ACLA representatives stressed that the organization continues to support modernizing the CLFS under PAMA, assuming the process would be based on the clear direction of Congress to establish a Medicare payment system based on the collection of private payor rates across the wide spectrum of the clinical laboratory community.

Blood Banking

Blueprint to reduce wasteful blood transfusions. After analyzing data from randomized clinical trials comparing blood transfusion approaches, experts from Johns Hopkins Medicine, Cleveland Clinic, and NYU Langone Medical Center have endorsed recommendations for blood transfusions that reduce blood use to improve patient safety and outcomes. Published in JAMA Internal Medicine, their report also provides a how-to guide for launching a patient blood management program.

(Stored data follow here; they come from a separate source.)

PR #1914, opened 2023-03-31
chore: post-Vue3 merge README

ferferga:
* Make the description framework agnostic, so we don't need to update it in case we switch our desktop app bundler (for example)
* Add better description for end users. We were too developer centric
* Add links to Wiki for all the pieces that are more susceptible of evolving
* Add some clarification about how jellyfin-vue works (add a note about jellyfin-web too) in regards to privacy, since by what I read on Reddit, many people assume the connections are not direct between their devices and the target Jellyfin server.
* Made that privacy note really agnostic for how the client might be served/distributed in the future (but hopefully I did it in a clear way)
* Clarify the "Getting started" and "Running a production build sections"

### DIFF
--- a/README.md
+++ b/README.md
@@ -5,49 +5,127 @@
 
 <p align="center">
 <img alt="Logo Banner" src="https://raw.githubusercontent.com/jellyfin/jellyfin-ux/master/branding/SVG/banner-logo-solid.svg?sanitize=true"/>
-<br/>
-<br/>
 <a href="https://hub.docker.com/r/jellyfin/jellyfin-vue">
 <img alt="Docker Pulls" src="https://img.shields.io/docker/pulls/jellyfin/jellyfin-vue">
 </a>
 <a href="https://github.com/jellyfin/jellyfin-vue/pkgs/container/jellyfin-vue">
 <img alt="GHCR images" src="https://img.shields.io/badge/Github-packages-blue">
 </a>
-<br/>
 <a href="https://github.com/jellyfin/jellyfin-vue">
 <img alt="GPL 3.0 License" src="https://img.shields.io/github/license/jellyfin/jellyfin-vue.svg"/>
+</a>
+<a href="https://translate.jellyfin.org/projects/jellyfin-vue/jellyfin-vue/">
+<img src="https://translate.jellyfin.org/widgets/jellyfin-vue/-/jellyfin-vue/svg-badge.svg">
 </a>
 <a href="https://github.com/jellyfin/jellyfin-vue/releases">
 <img alt="Current Release" src="https://img.shields.io/github/release/jellyfin/jellyfin-vue.svg"/>
 </a>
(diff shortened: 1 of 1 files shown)


README.md
```diff
@@ -41,13 +41,62 @@
 </a>
 </p>
 
-This is an experimental web client for Jellyfin based on Vue.js. We welcome all contributions and pull requests! If you have a larger feature in mind please open an issue so we can discuss the implementation before you start.
+This is an alternative client for Jellyfin based on Vue.js. It's not feature complete and it's constantly evolving.
 
-<p align="center">
-    <a href="https://jf-vue.pages.dev/">View demo</a>
-</p>
+We welcome all contributions and pull requests! If you have a larger feature in mind please open a discussion or chat with us in Matrix so we can discuss the implementation before you start.
```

As defined by existing guidelines and the clinical trials reviewed, the report reinforces these recommendations: Stable adult patients, including critically ill patients, with hemoglobin levels of 7 g/dL or higher should not be transfused; patients undergoing orthopedic or cardiac surgery, or patients with underlying heart disease with hemoglobin levels of 8 g/dL or higher, should not be transfused; and patients who are stable and not actively bleeding should be transfused with a single unit of blood and then reassessed.

The clinical trials that were examined compared so-called liberal versus restrictive blood transfusions. Liberal transfusions are those given to patients with nine to 10 grams of hemoglobin per one-tenth liter, or deciliter, of blood volume, while restrictive transfusions are those given to patients with seven to eight grams per deciliter. Many of the clinical trials examined by the researchers used the number of patients who died within a 30-to-90-day window post-transfusion as a measure of patient outcome.

Of the more than 8,000 patients included in eight clinical trials that were reviewed, there was no difference in mortality between liberal and restrictive transfusions. One trial found an increased mortality associated with liberal transfusion, and occurrence of blood clots was increased in the liberal cohort in a study that involved TBI patients.

These recommendations don’t apply to patients with acute coronary syndrome, severe thrombocytopenia, and chronic dependent anemia, including sickle cell.